After disconnecting the autopilot and lowering the nose while the First Officer punched out a Mayday call, the captain then experienced a further series of pitch-ups and zoom climbs with the auto-throttles, despite being cancelled, adding thrust — and although the thrust levers were being manually returned to idle.

Later, on descent passing FL200, although the PFD read-out was normal, engagement of either left or right autopilots would cause a rapid roll and a nose pitch-down. In spite of the pilot continually pressing the autothrottle disconnect switches on the thrust levers, the auto-throttles would also intervene.

Because of the duff speed values being outputted, below 3000ft the crew received spurious windshear alerts and, on the landing roll-out, manual foot-braking would not deselect the pre- selected AutoBrake 3 setting.

The autothrottle glitch was a “gotcha” that came packaged with Freddie’s reappearance. Each engine has an auto-throttle ARM switch on the glareshield and an engage push-button on the center panel. As long as the system is armed, the autothrottle can kick-in and respond to what is seen as an inappropriate speed, in this case the invalid outputs from the failed ADIRU.

All features of the ADIRU navigation software releases had been checked, but none of the tests had factored in exactly the elements of the occurrence; an accelerometer failure resulting in high value output, followed by a On/Off power cycle, followed by a second large-magnitude accelerometer failure, while maintaining the large value on the first accelerometer.

The increased use of automation to manage internal hardware failures was designed into the 777 to reduce the workload of the flight crew, by reducing the number of checklists that required attention in the event of a non-normal situation. But when this particular hardware failure occurred, combined with the software anomaly, the crew was faced with an unexpectedly complex situation that had never been foreseen.

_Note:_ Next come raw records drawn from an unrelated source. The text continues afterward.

PR #1204, opened 2018-11-03
Rename watch descriptors to "wd" from "fd", improve traces.

joeusercz:
"fd" is used as the file descriptor for the inotify instance, so it is better to more correctly label the watch descriptors as "wd" to make it more clear.

### DIFF
--- a/src/satip/rtp.c
+++ b/src/satip/rtp.c
@@ -177,9 +177,24 @@ satip_rtp_send(satip_rtp_session_t *rtp)
       packets++;
       copy = 0;
     }
-    r = udp_multisend_send(&rtp->um, rtp->fd_rtp, packets);
-    if (r < 0)
-      return r;
+    while (1) {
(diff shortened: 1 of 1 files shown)


perexg:
I would prefer another name. 'wd' means for me write descriptor. Perhaps 'watchfd' or so..

joeusercz:
I used wd because that is what is used in inotify structure:

>            struct inotify_event {
               int      wd;       /* Watch descriptor */
               uint32_t mask;     /* Mask describing event */
               uint32_t cookie;   /* Unique cookie associating related
                                     events (for rename(2)) */
               uint32_t len;      /* Size of name field */
               char     name[];   /* Optional null-terminated name */
           };

Also, "watchfd" makes "fromfd" into something very long...
I will think of another name tomorrow...

mpmc:
How about "wed" for watch event descriptor or ewd? :)

PR #2251, opened 2026-09-14
Add export of XMLTV date element for program element

1stsetup:
On import program date element is parsed and internally saved as `ebc->copyright_year`. But on accessing the api endpoint `/xmltv/channels` it is not exported. This change add the date element to the exported programs.


src/webui/xmltv.c
```diff
@@ -215,6 +215,13 @@ http_xmltv_programme_one_long(const http_connection_t *hc,
       htsbuf_append_and_escape_xml(hq, ebc->image);
       htsbuf_append_str(hq, "\"/>\n");
   }
+  /* The XMLTV <date> element denotes the original production/release date.
```
Flole998: This comment is unnecessary, the code is not explanation-worthy as its effectively the same as above

1stsetup: I removed the comment.

chewitt: Please squash the changes to a single commit.

chewitt:
The git mistake you are probably making is working in the master branch instead of a topic branch that can be rebased against master. This might (or might not) help: https://wiki.libreelec.tv/development/git-tutorial

There is almost never a good reason to close and open a new PR; the original can always be fixed. If you have the two original commit hashes in history anywhere:

```
git checkout master
git checkout -b xmltv-date
git remote add upstream https://github.com/tvheadend/tvheadend.git
git fetch upstream master
git reset --hard upstream/master
git cherry-pick <hash-of-commit-1>
git cherry-pick <hash-of-commit-2>
git rebase -i HEAD~2
<fixup or squash commits into one>
git push origin xmltv-date
<edit this PR to change the source branch in your repo to xmltv-date>
```

NB: If you ever need git guidance; ask. Everyone remembers their first fumbling steps with git and most people will be happy to show you the way :)

Flole998:
Uhmm, it's actually a lot easier: If you have the branch already locally all you need to do is
`git rebase -i HEAD~2` and then keep the first commit and squash (or maybe fixup in this case) the second one into it, force-push, done (normal push like shown above won't work).

Or just soft-reset and create a new commit with both changes in the staging area.

AI is actually quite good with all of this, if you tell it how you messed up and what you want to achieve it usually gives you the right commands.

1stsetup:
I did that but the code got all newly formatted by vscode. Instead of three new lines there were multiple changes. This was easier.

The status of the failed #5 accelerometer unit had been recorded in the on-board maintenance computer memory since June 2001, but that memory was not being checked by the ADIRU’s Fault Detection and Isolation (FDI) software during the start-up initialization sequence. That ominous software error had not been detected during the original certification of the ADIRU and was present in all versions of the software.

Due diligence was overdue. Until Failure Modes and Effects Analysis (FMEA) of hardware and firmware is properly integrated with software development and its periodic changes, similar alarming automation failures will continue to crop up. And continue to do so in flight control systems? That’s FBW heresy.

Software validation and verification isn’t the same as FMEA. You can put the purest jet fuel in a serviceable aircraft, but without the fuel-pump lubricant and anti-icing additives, you’re still halfway to a hiccup. For the Airbus version of a similar software versus hardware redundancy glitch, see the G-VATL incident in the April, 4, 2005 issue of ASW at tinyurl.com/299kdf.

All other Boeing types have a checklist for “unreliable airspeed”. However, because the ADIRU was designed specifically to eliminate that type of malfunction, no such checklist or procedure was provided for 777 crews.

If multiple erroneous ADIRU or source failures occur, then (we’re told) the EICAS message NAV AIR DATA SYS would show up. The nature of the failure in this case was such that it couldn’t trigger that message. The captain is left with a gremlin’s homily (see tinyurl.com/2cp77f). Yet despite the startle factor, rapid attitude changes, “g” and objectionable auto-throttle behavior, the MAS crew kept on top of the fact that, dud automation be damned, attitude is everything.